Our finding that donations appear to be motivated by perceptions of the stakes in the election outcome also has implications for the way in which candidates and campaigns seek to raise money. Centrists, for example, are not useful targets unless they perceive one party as substantially more extreme. In fact, across all levels of voter ideology, our findings imply that those seeking donations have an incentive to exaggerate the perceived extremity of the other party. It is this incentive that may motivate the statements made by candidates in closed-door fundraisers that are occasionally leaked to the public, e.g. Mitt Romney’s discussion of the “47 percent” or Barack Obama’s denigration of rural voters who “cling to guns or religion or antipathy toward people who aren’t like them.” These statements may be conscious attempts to make contributors feel that the threat of the other party winning office is too large to simply sit on the sidelines.

Finally, this work also implies some caution about using measures of individual-level ideology derived from which candidates a citizen supports with her campaign donations.

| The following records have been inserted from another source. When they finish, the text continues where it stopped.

PR #4833, opened 2023-11-17
Bitwise operators.  Fixes #3345.

### LINKED ISSUE #3345: Suggestion / question: Bitwise operator support
Hi all!

I started working with OpenSCAD but some things have seemed challenging for me to do programmatically and wanted to build some features if it would be considered for master branch. If I built bitwise operators into the language, would that be accepted to master, or should users be using Processing or similar tool for those sorts of things, or am I using OpenSCAD incorrectly or haven't learned the right way to use it?

Bitwise operators were one of the things I immediately ran into that complicated a project.
To implement bitwise AND, I needed to build a recursive and somewhat excessive arithmetic function, and wasteful on large operations since the CPU/GPUs can perform bitwise operations quickly, and I'm specifically using OpenSCAD to perform many-polygon type projects rather than traditional CAD.

```
// 16-bit OpenSCAD AND function -samy kamkar
function and(a, b, c=0, s=0) = 
  s == 15 ? 
  c : 
  and(a, b, 
    (c + ((floor(a/exp(ln(2)*s) % 2) * 
    floor(b/exp(ln(2)*s)) % 2)) *
    exp(ln(2)*s)
  ),
  s+1);
```

The non-return modules and single-expression functions also makes things a bit challenging. Are these restrictions due to some underlying optimization that prevents a more natural, multi-expression subroutine with a return value?

Thanks,
samy 

<bountysource-plugin>

---
Want to back this issue? **[Post a bounty on it!](https://app.bountysource.com/issues/91612885-suggestion-question-bitwise-operator-support?utm_campaign=plugin&utm_content=tracker%2F52063&utm_medium=issues&utm_source=github)** We accept bounties via [Bountysource](https://app.bountysource.com/?utm_campaign=plugin&utm_content=tracker%2F52063&utm_medium=issues&utm_source=github).
</bountysource-plugin>

jordanbrown0:
Adds:
* Hexadecimal constants, in C-style 0xHHHHHHHH.
* Left and right shift, using C-style `<<` and `>>`.  Right shift is zero-filling.
* Binary "and", "or", and "not", using C-style `&`, `|`, and `~`.  (No xor; C-style `^` conflicts with exponentiation.)

Precedence is C-like but not quite the same.
C precedence is:  unary (including ~), multiply, add, shift, greater/less, equality, binary-and, binary-or, logical-and, logical-or, ternary
Precedence here moves binary-and and binary-or above comparisons: unary (including ~), multiply, add, shift, binary-and, binary-or, greater/less, equality, logical-and, logical-or, ternary
This avoids the C strangeness where `x & 1 == 0` tests whether 1 is equal to 0, and then ands the result with x.  (I think that a very early C did not have logical-and and local-or, and used binary-and and binary-or for the purpose.)

Does *not* add a new integer type.  Operates on 32-bit values stored as ordinary OpenSCAD numbers.  (OpenSCAD numbers could store ~53-bit values but that seemed harder to explain.)  The conversion is straightforward C conversion from double to unsigned 32-bit integer:  fractions are dropped, values above 2^32 have the top parts chopped off, negative values are converted to 32-bit signed and then unsigned, and so small negative values turn into values near 2^32.

Mostly, you should use these operations only on integers 0 through 2^32-1.  -(2^31) through -1 behave sensibly if you understand two's complement.  It would be best not to rely on the fact that values above 2^32 are truncated; a future version might extend to 53-bit support.

Possibly missing:  a way to turn a number into a hexadecimal string.

I'm not sure that this is a good idea, but it's not clearly a bad idea.  I think there are better solutions for many of the problems that people would try to solve with bit operations, but bit operations may be more comfortable for programmers used to languages like C.  The major "cost" is consuming the `&`, `|`, and `~` operators, and using them for any *other* purpose would confuse people.


pca006132:
maybe we should add some test cases for this?

jordanbrown0:
Yes, though if key people think that this *should not* be merged then there's no point writing tests for it.

src/core/lexer.l
```diff
@@ -262,6 +262,10 @@ use[ \t\r\n]*"<"		{ BEGIN(cond_use); LOCATION_COUNT_LINES(parserlloc, yytext); }
 
 {UNICODE}+              { parser_error_pos -= strlen(yytext); return TOK_ERROR; }
 
+0x{H}{1,8}              {
```
kintel, line 265: Note: There's an ugly bug in OpenSCAD's lexer which allows variables to start with a number. Your patch might break code which relies on that.

src/core/parser.y
```diff
@@ -404,6 +407,34 @@ comparison
             }
 		;
 
+binaryor
+        : binaryand
+        | binaryor '|' binaryand
```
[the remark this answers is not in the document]
kintel: Fair, it's a bit late to add keywords, especially if that makes them unusable as symbols.

kintel:
I'm uncertain about the 32-bit thing.
Otoh, since this is implemented in JavaScript in almost the same way, perhaps it would be cleaner (and easier to explain) if we make our integer operator implementation exactly the same as JavaScript's?

JavaScript's version of integer ops is also very much battle tested and we can stea^H^H^H^Hget inspired by existing implementation details.

jordanbrown0:
Note that there are some design comments over in #3345, including comments on the 0x thing.

src/core/lexer.l
jordanbrown0: It breaks anything that uses variables that would be legal hex constants.  It does not break variables that don't match the pattern.  Whether or not disallowing `0x0f` as a variable is acceptable is probably the biggest technical question in this change.

#3345 mentions a couple of possible alternative styles:  a function that accepts a hex string and returns a number, or a Python-style syntax like `h'0f'`.

Over in #3345 you will see that apparently @nophead relies on the identifiers-that-start-with-digits behavior.

nophead: Yes but I don't think any of them look like hex constants.

kintel:
So many comments... but I'll read #3345

src/core/lexer.l
jordanbrown0: Still... allowing 0w123 and 0y123 as identifiers, but not allowing 0x123, would be odd.  Except for the incompatibility, I'd be in favor of disallowing identifiers that start with digits.  Being able to use real part numbers as names is nice, but if the part number is 4632-342 you can't use it, so maybe the starts-with-digit-otherwise-alphanumeric case is narrow enough to disallow.

Maybe we should think about some kind of pragma mechanism to enable/disable language features.  Start out with `#pragma hex-constants` to enable the new feature, but eventually migrate to `#pragma leading-digit-identifiers` to enable the legacy behavior.

kintel:
In terms of hex values, it could be interesting to let `color()` accept numeric hex values too
..or let `hex()` accept "#rrggbb" strings.

kintel:
> I will compare against what JS does. Agree that ... adopting ... behavior is best.
> 

I believe JS does pretty much the same as you; convert to 32-bit. Just nice to have the same semantics to avoid surprises.

precedence is an orthogonal topic. I don't have any opinions on that yet :)

src/core/lexer.l
kintel: Instead of a per-feature pragma, I'd say just deprecate and use a monotonically increasing version pragma for backwards compatibility instead. That way, the language always moves forward, and it's much easier on us to manage. ..but that's a completely separate discussion :)

jordanbrown0:
I investigated JS a little.  They allow arbitrary-sized hex constants, that (like decimal) just start losing precision when they get over 13 digits.  `0x100000000000000` plus one is unchanged.  My now-backed-out hex constant support rejects constants over 8 digits.

Bitwise arithmetic is limited to the low 32 bits.  `0xfffffffffffff & 0xf00000000` (13 Fs, 8 zeroes) is zero.  That's consistent with what I did.

JS bitwise arithmetic is signed(!).  `0xffffffff` (2^32-1) is a positive number.  `0xffffffff | 1` is -1.  `1<<31` is a large negative number.  I made bitwise arithmetic unsigned because nobody (or at least nobody sane) wants to to signed arithmetic with these operators.  (In a low-level language like C where you might be using bitwise arithmetic to implement normal arithmetic, maybe... but not in a high-level language where you are using bitwise arithmetic to manipulate bit masks.)  If we decided that consistency was critical I could match, but I'd have to hold my nose.

JS precedence is C-like; `a&b==c` is `a & (b==c)`, with a numeric result.

Python has two types, `int` and `float`.  `int` appears to have unlimited precision.  `int` appears to be signed, in that `~0` is displayed as `-1`.  `int` appears to convert to `float` at appropriate times - `int` divided by `int` is `float`, for instance.  (Integer division is `//`.)  Conversion to float has expected problems at 2^52; if you set `x` to `0x100000000000000` (14 zeroes) then `x+1` is precise but `x+1.0` is not.  `x+1-x` is `1`; `x+1.0-x` is `0`.  (`pow(int,positiveInt)` is int!)

Python precedence puts bitwise operators above comparison, so `a&b==c` is `(a&b) == c`, with a boolean result.

Python's behavior seems like the better one to emulate, though implementing unlimited-precision int does not seem worthwhile and I don't know what the implications would be of *not* implementing it.

jordanbrown0:
> Consider supporting "-1" as an "all bits set": a noop with "and".

-1 does naturally equal 0xffffffff, 2^32-1.  Within the bounds of 32-bit arithmetic, -1 & x == x.

jordanbrown0:
Wrote some tests, which exposed some bugs.  Fixed those bugs.

jordanbrown0:
Note from writing tests:  doing bitwise stuff without hex constants is a nuisance.

jordanbrown0:
The test failed on some systems, with differences like:
```
 ECHO: "Expect two warnings:"
-WARNING: undefined operation (number | bool) in file bitwise-operators.scad, line 36
-WARNING: undefined operation (bool | number) in file bitwise-operators.scad, line 38
+WARNING: undefined operation (number | bool) in file bitwise-operators.scad, line 61
+WARNING: undefined operation (bool | number) in file bitwise-operators.scad, line 65
```

The "-" lines are the expected lines; the "+" lines are the actual lines.

The actual lines are simply wrong; the expected lines are where the statements in question are located.

My guess is that there's a CRLF vs LF problem that is causing the lexer to count lines incorrectly when it's presented with a file with unexpected line breaks.  The lexer should really silently handle those issues, but I bet that I ended up with CRLF lines and that the MSYS2 operations didn't clean them up during the push.

Will look at it more in a few hours.

jordanbrown0:
Indeed, looking at the lexer it sure looks like a CRLF file on a UNIX system will count both the CR and the LF as starting new lines, except that CR in comments (at the end of `//`, or anywhere inside `/*...*/` won't be counted.

But I've stripped out the CRs from the test files, so (fingers crossed) the problem should go away for this PR.

jordanbrown0:
I filed the CRLF bug as #4882 .

jordanbrown0:
I fixed an error in the previous comment where 2^31 should have been 2^32.

rewolff:
On Wed, Dec 06, 2023 at 11:56:55AM -0800, Jordan Brown wrote:
> Open questions...
> 

> These first few are easy, I think, but should get concurrence.  * Is
> the non-C-like (but Python-like) precedence OK?  (My answer is
> "yes", that the C precedence is error-prone and not useful.)

Agreed! 

> * Xor, either using punctuation, a text operator, or a function.
> (I'd prefer a function, if at all.  I see xor as very much a
> secondary feature, not useful for the key use case of bitmaps.)

If you start doing things with bitmaps/bitvectors, xor becomes
"useful" pretty quickly. e.g. "somehow the user indicated that bit 5
needs to be the other way around". So I say: Yes I see the usefulness
in an xor, a function is fine if the ^ operator is not available.

> * 32-bit, or more?  And if more, 53-bit, 64-bit, or unlimited?
> 53-bit would be straightforward; the other two more difficult.  (My
> answer: leave it at 32-bit but make it clear that that might change
> in the future.)

Fully agreed. 

> * Signed, or not?  Simplest case: is `~0` equal to 2^31-1, or is it
> equal to -1?  (My answer: unsigned; signed does not seem useful for
> the use cases here.)

Agreed. But I'd like to add that ~0 and -1 are the same. There are
people to whom -1 is more natural than ~0 (me :-) ). 


> * Right shift sign-extending, or not?  (My answer: not, especially
> if these values are unsigned.)

Indeed. -1 >> 1 == 2^31-1.

> That brings us to the not-easy questions: presenting values as hex.
> (Octal and binary are theoretically possible but probably have very
> small audiences.)  There's an argument for leaving this for another
> PR, but in writing the test cases I found it very unnatural to talk
> about bitwise arithmetic in decimal.

> There are three sub-cases:
> * Hex constants.
> * Hex-string-to-number.
> * Number-to-hex-string.
> 
> Details:
> * Hex constants
>   * 0xHHHHHHHH.  Incompatible change, but obvious.

I'd vote for this one: Such incompatible changes happen from time to
time when a language evolves. I've had a C variable name suddenly be a
keyword in a later edition of C. Thus: Although 0x89ab is now a valid
identifier, it would become a numerical constant in the future. 

The 0.001% of users who have their variables or modules named that way
are out of luck. Sorry. (it makes life easier for the 1% of users who
will use hex constants). 

> * Number-to-string

>   * `str(n, base=16)` - adding a named parameter to `str()`.
>   Currently `str()` ignores names, and theoretically giving them
>   semantics would be incompatible, but it seems unlikely that
>   anybody uses this "feature".  Would allow for additional
>   numeric-formatting options, e.g. `width=10`, `pad="0"`, et cetera
>   and so lead to solving additional problems.

I like generalizations that happen to solve additional problems!


-- 
** ***@***.*** ** https://www.BitWizard.nl/ ** +31-15-2049110 **
**    Delftechpark 11 2628 XJ  Delft, The Netherlands.  KVK: 27239233    **
f equals m times a. When your f is steady, and your m is going down
your a is going up.  -- Chris Hadfield about flying up the space shuttle.

jordanbrown0:
> But I'd like to add that ~0 and -1 are the same. 
As described, they aren't the same.  They're the same *after* you feed the -1 through at least one bitwise operator.  But before that, ~0 is 2^32-1, and -1 is... -1.

The way that I would think of it is that the bitwise operators act on integer values 0..2^32-1.  If you try to use a bitwise operator on a non-integer, or on a value outside that range (like -1), it gets coerced into being an integer inside that range - for a non-integer by truncating the fractional part; for a value outside that range by stripping off the high bits in 2's-complement representation.

So there are really three behaviors there:
* Non-integers.  I won't promise that I'll never extend the bitwise operators into the fractional space.  Can't think of why I would, but the purist in me likes it.
* Numbers greater than 2^32-1.  I specifically don't promise that they will always be stripped down to 32 bits.
* Negative numbers.  This is a tough question.  Today, `-1|0` is a positive number, as is `~0`.  Arguably, we should reserve the right for one or them to both be negative, some day.  We should probably guarantee that 0x80000000 will never be negative, but if we go above 32 bits maybe we'll go signed.  I'd say we should be very clear in documentation that the future is uncertain.

jordanbrown0:
Does not currently include XOR, notably because ^ is used for exponentiation.

Note that XOR is easily implemented in OpenSCAD-language:
```
function xor(a,b) = (a|b) & ~(a&b);
```

jordanbrown0:
I don't know that that's final - see comments in source - but it's certainly something that could be reviewed.

I think we should put hex-string-to-number and number-to-hex-string off into a future wad.

jordanbrown0:
hex-string-to-number and number-to-hex-string are covered by #5586 and #5587 respectively.

src/core/lexer.l
kintel: I think we should allow more than 32 bits for hex constants; hex constants have more value than being used as a bitwise operand.
We'll naturally lose precision when going above 53 bits, but that's also the case for decimal constants.

kintel:
I think we should reconsider negative numbers. As a comparison, both Python and JavaScript evaluate `-2 << 1` to `-4`, and, IMO, the most unsurprising behavior would be for us to do the same.

src/core/lexer.l
jordanbrown0: OK

jordanbrown0:
I'm not morally opposed to handling negative numbers.  I'll have to think through exactly what it means, though, given the various transformations going back and forth between double and int32.

src/core/lexer.l
jordanbrown0: I removed the limit on the number of hex digits, though I implicitly added a limit at 2^64 since that's what you can get from an unsigned long long.

I added a warning if you go over 2^64.
I added a warning (for both hex and decimal integer constants) if the value cannot be represented precisely.
Note that for decimal constants you can suppress that warning by appending a `.` so that it is no longer considered an integer.

If we wanted to eliminate the 2^64 limit, we could DIY the strtoull(), calculating using doubles instead of ULLs.

jordanbrown0:
With regard to negative numbers:  I haven't thought them through completely, but I realized one thing.

We can never make a hex constant turn into a negative number.  Today, with 32-bit bitwise math, maybe we would think that 0xFFFFFFFF should be equal to -1.  But suppose that tomorrow we decide to extend it to 48-bit bitwise math... that would need to be equal to 2^32-1.

Similarly, it's a little worrisome that the result of the `~` operator depends on how many bits we use.  That will need a clear caveat in the documentation.

jordanbrown0:
I was incorrect when I said that the result of the ~ operator depends on how many bits we use.  If we allow negative numbers, it doesn't.

Latest pushes use signed numbers, and uses int64_t under the covers so it gets ~53 bits.  As noted above, hex constants are always positive.  (As are decimal constants; -1 is internally the negation of 1, not a constant negative 1.)  I also simplified it; it doesn't try to warn on over-large values because the limit is now so high.  It seems to be mostly OK, though I had to fix several tests.

I think the most likely use case for bitwise operations is unsigned, but it doesn't really matter here because you can't use all 64 bits anyway; if you start getting bits up near the sign bit then you start losing bits on the right.

One case that bugs me is that `1<<63` is a -2^31 and `-3<<62` is a 2^62, because they shift the wrong bit into the sign bit.  Options:
* Live with it.  You asked for it, you got it.  (This is what JavaScript does.)
* Preserve the sign bit on left shifts, essentially truncating at 63 bits.
* Implement shift as an operation on double.  (Which might have the correct-but-surprising result that `3>>1==1.5`.)
Note:  Python appears to have infinite-precision integers, and so gets these cases right.
Right now my answer is "live with it".  If you're doing these operations, it's probably what you expect.

My OCD wants me to implement these operations as operations on doubles, so that they work for values of all magnitudes.  But that's not trivial for `&` and `|`, and it's useless.

kintel:
Thanks! I’ll look at this again soon

src/core/Value.cc
```diff
@@ -269,6 +269,19 @@ bool Value::toBool() const
   // NOLINTEND(bugprone-branch-clone)
 }
 
+// Convert the value to a double with an integer value, for use in bitwise operations.
+// Since there are several possible ways to do this (floor, ceil, round) this function
+// centralizes the choice for consistency.
+double Value::toInteger() const
+{
+  return floor(this->toDouble());
```
kintel, line 277: Now that we support negative numbers, I think this should trunc() here, not round down

kintel (commented):
Just isolating one issue at a time, as they tend to affect the whole implementation.

src/core/Value.cc
jordanbrown0: I'm not strongly opposed, but It seems like truncation is generally the wrong answer for float-to-integer conversion, because it means that zero is over-represented in the results.  If you want something that's more human-obvious for negative numbers than floor(), would you consider round()?

kintel: It's not really conversion, it's just casting the result to an integer, and truncating is usually the answer.
For reference, Javascript and Python agrees. Python needs an explicit conversion, but it will trunc upon conversion.

jordanbrown0: Yeah, I think they're wrong too.  But OK.  I can't come up with any practical cases where there's obviously-right or obviously-wrong answers, in the context of bitwise arithmetic.

(But see my just-filed doc bug for the ... odd... behavior of picking a random integer from a range that crosses zero, if you use trunc().  In that case, I'd say that trunc() is one of the most wrong answers.  However, I can't come up with any way to reasonably tie that to bitwise arithmetic.)

jordanbrown0: Another alternative is to implement the bitwise operations for floating point values.  But few people would understand, and it would be an unpleasant amount of work.

jordanbrown0: Array indexes appear to truncate, so that's one rationale.

kintel: Least surprising when comparing to other implementations is also a good rationale. We probably violate that in a bunch of places, but I'd think mostly by accident, not because we did the research and designed it to fit a particular class of applications :)

jordanbrown0:
Note:  I had some strange stuff happen with OpenCSG and Clipper2, and I'm not sure that I resolved them correctly.  I think I made them be the same as upstream/master, but I would be happier if I didn't have to touch them at all - and I couldn't figure out how to do that.  Anyhow, before you merge this make sure that you double check that I didn't do anything bad there.

Also:  I will be happy to squash to a single changeset when and if that's desirable.

kintel:
Thx! Submodules sometimes act up, but it looks good now. FYI: We recently changed the OpenCSG upstream from our fork back to the official upstream as our patches are no longer needed.

src/core/lexer.l
```diff
@@ -253,22 +256,59 @@ use[ \t\r\n]*"<"        { BEGIN(cond_use); LOCATION_COUNT_LINES(parserlloc, yyte
...
 
-{D}+{E}? |
+0x{H}+                  {
+                            errno = 0;  // strtoxxx have crummy error semantics
+                            unsigned long long ull = strtoull(yytext + 2, NULL, 16);
+                            parserlval.number = ull;
+                            if (errno != 0) {
+                                LOG(message_group::Warning, LOCATION(parserlloc), "",
+                                    "Hexadecimal constant \"%1$s\" too large", yytext);
+                            } else if ((unsigned long long)parserlval.number != ull) {
```
kintel, line 266: Interestingly, the result of the cast to unsigned long long isn't the same on all platforms, causing the test to fail by not printing the expected warning:
```
-WARNING: Integer "0xffffffffffffffff" cannot be represented precisely in file ../../tests/data/scad/functions/bitwise-operators.scad, line 112
-WARNING: Integer "18446744073709551615" cannot be represented precisely in file ../../tests/data/scad/functions/bitwise-operators.scad, line 112
```

 On arm64, it looks like 0xffffffffffffffff is actually exactly representable using double. I guess it happens to cast back to the same value:

0xffffffffffffffff == 18446744073709551615 -> double -> unsigned long long = 18446744073709551615
0xfffffffffffffffe == 18446744073709551614 -> double -> unsigned long long = 18446744073709551615

Just using the latter number in the test makes the tests pass, but haven't tested on non-arm64.

jordanbrown0: That's ... interesting.  I suspect that it means that somebody isn't IEEE 754 compliant.

I'd be interested to look at the binary representation of that double.

I don't know how well-versed you are with binary floating point, but recovering that original value is sort of like this example in decimal:
* Assume that your calculator can only represent three decimal digits, plus an exponent.
* Given the input number 99999, you would convert it to either 9.99e+4 or 1.00e+5.
* And then somehow when that gets converted back, it's recovering the lost 99.

There's about 2048 (give or take a factor of two) numbers in that range that should all convert to the same double value,, because that's a 64-bit value and there's only 53 bits or so available in a double.

I'll push through a change to get a bit further away from the apparently-magic all-ones value.  `0xfffffffffffffff0` is still well more bits than will fit into a double.

kintel: It's curious - I'll run some tests to look at what's going on, just so we don't jump to conclusions

kintel: Binary representation between x86_64 and arm64 is the same, but conversion back does indeed differ: https://godbolt.org/z/sTT897Y3v

kintel: Also, result is the same on gcc vs. clang

jordanbrown0: Nit:  your display of the sign bit will be wrong, because you don't right-shift it down to being in the low-order bit.

It looks to me (without analyzing bit-by-bit) like both of them are converting that u64 to 2^64 as a double.  That makes perfect sense, since it's 2^64-1.

2^64 won't fit back into a u64.  But then arm64 is somehow converting it back to 2^64-1 (probably to the maximum u64), while x86-64 is somehow converting it to 2^63.  I can't explain that x86-64 answer; 2^63 is the middle of the range for u64, not the maximum.

So my original test probably failed because its test value was exactly the maximum u64, and converting from an out-of-range double to u64 on arm64 resulted in the maximum u64.

The warning on x86-64 is correct, even with the inexplicable conversion back to u64:  the value can't be represented precisely.

On arm64 the picture is murkier.  Because of the clamping conversion, it thinks that 2^64-1 can be represented precisely... when it isn't.  (The double representation is 2^64, not 2^64-1.)

That's nearly harmless, just a missing warning on one obscure case.  But can it be fixed in a portable fashion?  Given that we're talking here about ULLs, which strictly aren't necessarily the same as u64s... don't know.  I'm not immediately coming up with anything that I'm sure will work.

But I just realized something that is more wrong (though still pretty extreme). 36893488147419103232 will give this warning... and it's wrong.  That's 2^65, which *will* be represented precisely.  I don't have any good ideas about what to do about that.  Maybe redefine "represented precisely" to mean that N-1, N, and N+1 are three distinct values, which will be false for anything >2^53 or so.  That can be checked without any conversion to/from an integer type.  You'll get the warning for numbers that happen to end with a bunch of zero bits, when they are in fact represented precisely, but they are in a very gray area.  Such a warning might help with the user who was complaining about the behavior of ranges with values > 2^53.

kintel: I guess it's technically undefined behavior:

https://en.wikipedia.org/wiki/Double-precision_floating-point_format

A [prvalue](https://en.cppreference.com/w/cpp/language/value_category#prvalue) of floating-point type can be converted to a prvalue of any integer type. The fractional part is truncated, that is, the fractional part is discarded.

If the truncated value cannot fit into the destination type, the behavior is undefined (even when the destination type is unsigned, modulo arithmetic does not apply).

kintel: For now, I say we just need to make the warning appear in the test on all systems we're developing on :)

jordanbrown0: I think that's done.  We can see later if anybody complains about spurious or missing warnings.

(No fair cheating by reading this conversation!)

kintel (approved):
LGTM. The only thing I can think of would be more tests for boundary conditions, now that we support > 32 bits, but we can cross that bridge later.

jordanbrown0:
Do you want/need me to squash out all of my development changesets?  It would be silly for them all to end up in the permanent record.

kintel:
Nah, I'm squashing when merging.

While patterns of donations across the parties seem to accurately capture partisan divides, within parties these patterns are weak. In other words, factors apart from policy ideology appear to explain variation in which candidates a citizen supports, suggesting that donation data may not be particularly valuable to impute individual-level policy ideology.

For those concerned with understanding the dynamics of contemporary American party politics, our results offer mixed evidence. On the one hand, that centrists are underrepresented among donors is one potential explanation for the ideological pull of the parties toward the extremes. On the other hand, if one is concerned that those with money are inherently more conservative than those with less resources, finding that Democratic contributors are more liberal than other Democrats should reduce fears that the party of the left is constrained in its policy positions by the views of its donors.